▶ Stored data
[Start of section]

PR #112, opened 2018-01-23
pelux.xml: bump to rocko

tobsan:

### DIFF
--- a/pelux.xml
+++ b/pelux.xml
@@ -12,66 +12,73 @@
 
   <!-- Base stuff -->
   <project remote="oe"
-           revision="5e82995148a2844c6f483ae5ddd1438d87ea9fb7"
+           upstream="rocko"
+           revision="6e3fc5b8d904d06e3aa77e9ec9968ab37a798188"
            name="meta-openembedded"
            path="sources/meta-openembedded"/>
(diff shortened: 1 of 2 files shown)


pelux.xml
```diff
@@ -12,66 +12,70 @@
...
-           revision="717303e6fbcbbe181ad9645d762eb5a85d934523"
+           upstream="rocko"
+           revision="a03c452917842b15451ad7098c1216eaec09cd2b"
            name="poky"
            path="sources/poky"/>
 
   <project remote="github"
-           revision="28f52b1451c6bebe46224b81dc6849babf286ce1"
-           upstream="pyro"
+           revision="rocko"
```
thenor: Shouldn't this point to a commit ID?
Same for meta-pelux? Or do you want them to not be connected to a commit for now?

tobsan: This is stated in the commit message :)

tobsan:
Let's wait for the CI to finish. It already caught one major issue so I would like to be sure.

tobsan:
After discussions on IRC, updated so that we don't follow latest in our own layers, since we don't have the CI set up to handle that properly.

[End of section]

▶ Problem requirements
An exact copy of every entry is what's needed, so retype them all.

▶ Exercise result
PR #112, opened 2018-01-23
pelux.xml: bump to rocko

tobsan:

### DIFF
--- a/pelux.xml
+++ b/pelux.xml
@@ -12,66 +12,73 @@
 
   <!-- Base stuff -->
   <project remote="oe"
-           revision="5e82995148a2844c6f483ae5ddd1438d87ea9fb7"
+           upstream="rocko"
+           revision="6e3fc5b8d904d06e3aa77e9ec9968ab37a798188"
            name="meta-openembedded"
            path="sources/meta-openembedded"/>
(diff shortened: 1 of 2 files shown)


pelux.xml
```diff
@@ -12,66 +12,70 @@
...
-           revision="717303e6fbcbbe181ad9645d762eb5a85d934523"
+           upstream="rocko"
+           revision="a03c452917842b15451ad7098c1216eaec09cd2b"
            name="poky"
            path="sources/poky"/>
 
   <project remote="github"
-           revision="28f52b1451c6bebe46224b81dc6849babf286ce1"
-           upstream="pyro"
+           revision="rocko"
```
thenor: Shouldn't this point to a commit ID?
Same for meta-pelux? Or do you want them to not be connected to a commit for now?

tobsan: This is stated in the commit message :)

tobsan:
Let's wait for the CI to finish. It already caught one major issue so I would like to be sure.

tobsan:
After discussions on IRC, updated so that we don't follow latest in our own layers, since we don't have the CI set up to handle that properly.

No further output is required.